A Revolução dos Cravos com todas as contradições, ambiguidades e injustiças que lhe estiveram associadas trouxe para a ribalta os CCT e a sua negociação com Sindicatos, fortemente politizados e exigentes. Lembro, com alguma emoção, a maratona de preparação para a negociação do primeiro CCT, fechado na Estalagem do Luso, na companhia do então Dr. Germano Marques da Silva e do meu saudoso amigo Nuno Carneiro, bem como as intermináveis reuniões com o Sindicato dos Químicos do Norte, na Associação do Arroz. Ainda hoje, o que resta dessa fúria do controle indiscriminado dos meios de produção, serve de base a negociações intemporais, irracionais e destituídas de bases credíveis. A IACA sempre respondeu a todos os excessos com saber, clarividência e acertado sentido do dever.      

O controle "virtual" dos preços das matérias-primas, as quotas e margens comerciais foram outros tantos assuntos que houve que viver nos já, felizmente longínquos, execrandos tempos de um pós-PREC de intolerância e corrupção desenfreada. Era a altura das reuniões no Ministério da Agricultura, para discutir tudo e nada, que começavam às 9 horas da noite para acabarem já pela manhã. Desse tempo recordo ainda as visitas quase "diárias" à Direcção Geral da Concorrência e Preços e das patéticas reuniões com a Drª Teresa Ricou. No seu combate, por vezes quixotesco, a IACA nunca abandonou os seus associados. Norteou sempre a sua actuação pela dignificação da profissão e pela procura incessante da justiça e vem-me à mente os tempos dos rateios dos cereais e dos preços estatais impostos pela EPAC e os preços marcados para as oleaginosas, que afinal eram ilegais, pois nunca haviam sido nacionalizadas. Eram tempos que agora poderemos apelidar de gargalhada, tal a incompetência das entidades ditas de regulação.

Mas a IACA esteve sempre atenta à evolução das necessidades e, em cada momento, soube responder adaptando-se, através de alterações dos estatutos que pareceram as mais adequadas para o futuro da associação e, acima de tudo, mais condizentes com os tempos que se iam vivendo e os anseios que os associados entendiam como essenciais para o seu bom e harmonioso funcionamento.
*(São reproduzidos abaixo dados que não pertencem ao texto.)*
Issue #2471, opened 2021-10-28
[Hackathon] - Export parts, chapter title


richard015ar:
- [x] Parts are not being exported properly. Export a book on integration with: empty parts, invisible/visible parts, with/without chapters and compare with the current implementation.
- [x] Chapter titles (search by `chapter-title` class) should be an h2 instread a h1 in `chapter.blade.php` template. In the near future we would need to create dynamic headers.

PR #2478, opened 2021-11-01
fix: improve parts and chapters conditional

fdalcin:
Fix for #2471 

This PR aims to fix parts not being rendered properly when they had empty content + chapters or content and no chapters. It also changes the book title heading to `h2` instead of `h1` for now, fixing the title breaking on exports.

The PR also fixes some EPUB issues where front-matters and back-matters were not being properly referenced in the book, causing validation issues and internal links not working as expected.

### How to test

1. Clone a book from integrations
2. Make sure settings for the original one and the clone one are the same
3. Export the original one form integrations
4. Export the clone one and compare them

### DIFF
--- a/inc/modules/export/class-exporthelpers.php
+++ b/inc/modules/export/class-exporthelpers.php
@@ -28,6 +28,7 @@ trait ExportHelpers {
 		$needs_tidy_html = $options['needs_tidy_html'] ?? false;
 		$endnotes = $options['endnotes'] ?? false;
 		$footnotes = $options['footnotes'] ?? false;
+		$slug_as_href = $options['slug_as_href'] ?? false;
 
 		$data = [
 			'id' => $post_data['ID'],
@@ -36,7 +37,7 @@ trait ExportHelpers {
 		$method = studly_case( $post_type_identifier );
 		$taxonomy_method = "get{$method}Type";
 		$data['subclass'] = $this->taxonomy->{$taxonomy_method}( $post_data['ID'] );
-		$data['slug'] = "{$data['post_type_class']}-{$post_data['post_name']}";
+		$data['slug'] = $slug_as_href ? $post_data['post_name'] : "{$data['post_type_class']}-{$post_data['post_name']}";
 		$data['title'] = ( get_post_meta( $post_data['ID'], 'pb_show_title', true ) ? $post_data['post_title'] : '<span class="display-none">' . $post_data['post_title'] . '</span>' ); // Preserve auto-indexing in Prince using hidden span
 		$data['content'] = $post_data['post_content'];
 		$data['append_post_content'] = apply_filters( "pb_append_{$post_type_identifier}_content", '', $post_data['ID'] );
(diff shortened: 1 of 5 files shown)


inc/modules/export/class-exporthelpers.php
```diff
@@ -28,15 +28,16 @@ public function mapBookDataAndContent( $post_data, $metadata, $post_number, $opt
...
 		$data = [
 			'id' => $post_data['ID'],
 		];
-		$data['post_type_class'] = str_replace( '_','-', $post_type_identifier ); // This class is used to map with the SCSS class in buckram Ex: front-matter
+		$data['post_type_class'] = str_replace( '_', '-', $post_type_identifier ); // This class is used to map with the SCSS class in buckram Ex: front-matter
 		$method = studly_case( $post_type_identifier );
 		$taxonomy_method = "get{$method}Type";
 		$data['subclass'] = $this->taxonomy->{$taxonomy_method}( $post_data['ID'] );
-		$data['slug'] = "{$data['post_type_class']}-{$post_data['post_name']}";
+		$data['slug'] = $slug_as_href ? $post_data['post_name'] : "{$data['post_type_class']}-{$post_data['post_name']}";
```
fdalcin, line 40: Checks to see how to handle `slugs` since we use them for referencing internal links in EPUBs

inc/modules/export/epub/class-epub.php
```diff
@@ -1582,6 +1582,7 @@ protected function renderFrontMatterGenerator( $book_contents, $metadata ) : \Ge
 			$data = $this->mapBookDataAndContent( $front_matter, $metadata, $i, [
 				'type' => 'front_matter',
 				'needs_tidy_html' => true,
+				'slug_as_href' => true, // we want the slugs to be proper anchors in the EPUB export
```
fdalcin, line 1585: New optional parameter to render slugs properly while exporting EPUBs

tests/test-templates-export.php
```diff
@@ -85,7 +85,7 @@ public function test_chapter() {
 			$chapter_rendered
 		);
 		$this->assertContains( '<p class="chapter-number">1</p>', $chapter_rendered );
-		$this->assertContains( "<h1 class=\"chapter-title\">$title</h1>", $chapter_rendered );
+		$this->assertContains( "<h2 class=\"chapter-title\">$title</h2>", $chapter_rendered );
```
richard015ar, line 88: @fdalcin this is a friendly commit to adapt the unit tests to the new changes since the tests were not present at the moment of this PR was created

richard015ar (approved):
LGTM! thank you @fdalcin!
My tests were:
- I cloned a book from integrations
- I added locally (and on integrations) part without content and chapters
- I added a part with content and without chapters
- I added a part with chapters but without content
- I made sure both contains same relevant settings
- I exported to PDF & EPUB both books in each environment 
- I compared both exported files and both looks as expected (differences found are unrelated to this change).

Estar permanentemente antes do tempo é um princípio essencial da gestão pró-activa que se deve implementar.

A adesão da IACA à FEFAC, como membro observador em 1971,  foi um passo de antecipação que foi dado. Esse passo ficará para sempre ligado à personalidade impar do Dr. Carlos Lebre. Foi um perceber dos sinais e o abrirmo-nos a uma realidade emergente que se concretizaria com a adesão de Portugal, como elemento de pleno direito, à União Europeia. O espírito empreendedor dos elementos da Direcção "destacados" para a FEFAC permitiu que se abrissem caminhos à modernidade, à dinâmica e ao conhecimento técnico, fruto de um intenso intercâmbio de ideias e de um diálogo sempre presente nas relações com os nossos parceiros. Não posso ignorar os dois Congressos da FEFAC que a IACA organizou no Estoril e Porto ... e com que êxito!
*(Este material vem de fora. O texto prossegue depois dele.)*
Issue #2401, opened 2021-09-28
Contributor links in the about the author section have an extra `<br>` before the link content in EPUB exports


SteelWagstaff:
![Screenshot from 2021-09-24 20-21-11](https://user-images.githubusercontent.com/13485451/134756211-e2313764-37f7-4733-866a-a708fbbd7562.png)
![Screenshot from 2021-09-24 20-17-02](https://user-images.githubusercontent.com/13485451/134756218-4540c751-b51f-442d-a259-bcc42261ebff.png)

SteelWagstaff:
To solve this, avoid the WP autop function, like we do for back matter contributors. Ask Os for details if needed.

PR #2487, opened 2021-11-04
Fix breaklines for contributors template

richard015ar:
Issue: https://github.com/pressbooks/pressbooks/issues/2401

This change fixes the breaklines displayed in the epub exported in the "About the authors" section at the end of the chapter.
The reason of this is the [wpautop filter](https://codex.wordpress.org/Plugin_API/Filter_Reference). Basically each new breakline in the template is translated as a `<br />` html tag in the blade template.
We could disabled the wpautop filter by `remove_filter('the_content', 'wpautop');`, but instead increment impact risks I just remove the breaklines in the template, which keeps the template still the same.

### For testing
- Choose a book with contributors.
- Make sure those contains Website URL, Twitter and other fields to be displayed in the EPUB.
- Turn on the "Display about the author" theme option to display the info at the end of each chapter. 
- Export the book to EPUB.
- Make sure the about the author information does not contain extra breaklines.
- Inspect the EPUB exported to make sure any extra `<br />` were added.

### DIFF
--- a/inc/modules/export/epub/class-epub.php
+++ b/inc/modules/export/epub/class-epub.php
@@ -595,7 +595,6 @@ class Epub extends ExportGenerator {
 		}
 		$content = apply_filters( 'the_export_content', $content );
 		$content = str_ireplace( [ '<b></b>', '<i></i>', '<strong></strong>', '<em></em>' ], '', $content );
-		$content = $this->fixAnnoyingCharacters( $content );
 		$content = $this->tidy( $content );
 		return $content;
 	}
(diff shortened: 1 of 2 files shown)


inc/modules/export/epub/class-epub.php
```diff
@@ -654,27 +653,6 @@ public function validateGenerator() : \Generator {
...
-
-		// EPUB specific
-
-		// Adobe Digital Editions has problems with exotic dashes, that is to say if this were 1999...
-		// TODO: Some users want this, others do not want this, make up your mind...
-		// $html = str_replace( array( '–', '&#8211;', '—', '&#8212;', '‑' ), '-', $html ); @codingStandardsIgnoreLine
-
-		return $html;
-	}
-
```
richard015ar, line 677: This method is unused and unnecessary.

A nossa entrada para a UE acabou por trazer novas regras de funcionamento das empresas, mais exigentes quanto a critérios de segurança e higiene alimentares. Trouxe também a procura das certificações com todo um "calvário" de papelada e trabalho incompreendido. Trouxe ainda o Código de Boas Práticas no fabrico dos alimentos compostos e pré-misturas, uma espécie de "Bíblia" dos responsáveis pelo fabrico das rações. Coincide este período com o aparecimento das matérias primas geneticamente modificadas, com o cortejo de incompreensões mais ou menos filosóficas e de ataques de "terrorismo verde" por parte do chamados ecologistas. A IACA soube enfrentar todas as vicissitudes com a humildade, o profissionalismo e a verticalidade das grandes instituições. Foi, finalmente, esta forma de estar na vida que granjeou à IACA a admiração e o respeito com que é olhada interna e internacionalmente.  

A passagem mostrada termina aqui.